We should really, really, really improve the test harness to run each
test program in its very own temporary directory.  Then tests can simply
create files with fixed names, and leave cleanup to the test harness.

>>   Why is ignoring errors a good idea?
>
>
> I don't get, which error is missed, it checks the return value of both
> mkstemp() and unix_connect().

Now I neglected to provide enough context for you :)

I read

    recv_sock = unix_connect(sock_path, NULL);

and immediately went "why are errors ignored".  If I had read on (as I
should've), I would've seen the are not:

    g_assert_cmpint(recv_sock, !=, -1);

Sorry for the noise.

I'd replace both lines by

    recv_sock = unix_connect(sock_path, &error_abort);

Reports the actual error, which is an obvious improvement, with the
location pointing to the failing spot within unix_connect().  To find
where unix_connect() was called, you need to examine the stack
backtrace.  Strictly more information, but your actual mileage may vary.

^ permalink raw reply	[flat|nested] 26+ messages in thread

* Re: [Qemu-devel] test-filter-mirror hangs
  2019-01-24 11:01                 ` Daniel P. Berrangé
@ 2019-01-25  7:12                   ` Jason Wang
  0 siblings, 0 replies; 26+ messages in thread
From: Jason Wang @ 2019-01-25  7:12 UTC (permalink / raw)
  To: Daniel P. Berrangé, Dr.

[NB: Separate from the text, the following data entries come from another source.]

PR #972, opened 2021-08-05
ADCM-1937 fix bug with job_list

SofiaTal:
Need advice about correct behaviour of job_list.


python/cm/migrations/0068_alter_tasklog_action.py
```diff
@@ -0,0 +1,36 @@
...
+# See the License for the specific language governing permissions and
+# limitations under the License.
+# Generated by Django 3.2.4 on 2021-08-05 14:31
+# pylint: disable=line-too-long
+
+from django.db import migrations, models
+import django.db.models.deletion
+
+
+class Migration(migrations.Migration):
```
acmnu, line 19: @SofiaTal What about existing database with incorrect value of 'action' field, or this issue was not released?

acmnu (changes requested):

python/cm/migrations/0068_alter_tasklog_action.py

David Alan Gilbert
  Cc: Peter Maydell, Li Zhijian, QEMU Developers, Peter Xu, Zhang Chen,
	Paolo Bonzini


On 2019/1/24 下午7:01, Daniel P. Berrangé wrote:
> On Thu, Jan 24, 2019 at 10:30:23AM +0000, Daniel P. Berrangé wrote:
>> On Thu, Jan 24, 2019 at 10:11:55AM +0000, Daniel P. Berrangé wrote:
>>> On Wed, Jan 23, 2019 at 07:53:46PM +0000, Dr. David Alan Gilbert wrote:
>>>> Do you mean the:
>>>>
>>>>      /* send a qmp command to guarantee that 'connected' is setting to true. */
>>>>      qmp_discard_response(qts, "{ 'execute' : 'query-status'}");
>>>>
>>>> why was that ever sufficient to know the socket was ready?
>>> This doesn't make any sense to me.
>>>
>>> There's the netdev socket, which has been passed in as a pre-opened socket
>>> FD, so that's guaranteed connected.
>>>
>>> There's the chardev server socket, to which we've just done a unix_connect()
>>> call to establish a connection. If unix_connect() has succeeded, then at least
>>> the socket is connected & ready for I/O from the test's side. This is a
>>> reliable stream socket, so even if the test sends data on the socket right away
>>> and QEMU isn't ready, it won't be lost. It'll be buffered and received by QEMU
>>> as soon as QEMU starts to monitor for incoming data on the socket.
>>>
>>> So I don't get what trying to wait for a "connected" state actually achieves.
>>> It feels like a mistaken attempt to paper over some other unknown flaw that
>>> just worked by some lucky side-effect.
>> Immediately after writing that, I see what's happened.
>>
>> The  filter_redirector_receive_iov() method is triggered when QEMU reads
>> from the -netdev socket (which we passed in as an FD and immediately
>> write to).
>>
>> This method will discard all data, however, if the chr_out -chardev is
>> not in a connected state. So we do indeed have a race condition in this
>> test suite.
>>
>> In fact I'd say this filter-mirror object is racy by design even when
>> run in normal usage, if your chardev is a server mode with "nowait" set,
>> or is a client mode with "reconnect" set. It will simply discard data.
>>
>> We can fix the test suite by using FD passing for the -chardev
>> too, so we're guaranteed to be connected immediately.  It might be
>> possible to remove "nowait" flag, but I'm not sure if that will cause
>> problems with the qtest handshake as it might block QEMU at startup
>> preventing qtest handshake from being performed.
>>
>> If we care about the race in real QEMU execution, then we must either
>> document that "nowait" or "reconnect" should never be used with
>> filter-mirror, or perhaps can make use of "qemu_chr_wait_connected"
>> to synchronize startup fo the filter-mirror object with the chardev
>> initialization. That could fix the test suite too
> Actually using qemu_chr_wait_connected would cause the test suite to
> hang, and it wouldn't fix data loss in the case where the chardev
> disconnected and then waited to connect again.
>
> I think the core problem here is that the netdev code assumes that the
> filters are always able to process packets. A proper solution would
> involve the filters having a "bool ready" state and callback to notify
> the netdev anytime this state changes.
>
> The filter-mirror should *not* report ready until the chardev has been
> opened.
>
> The netdevs should then not read packets off the wire unless all the
> regsitered filters are reporting that they are ready.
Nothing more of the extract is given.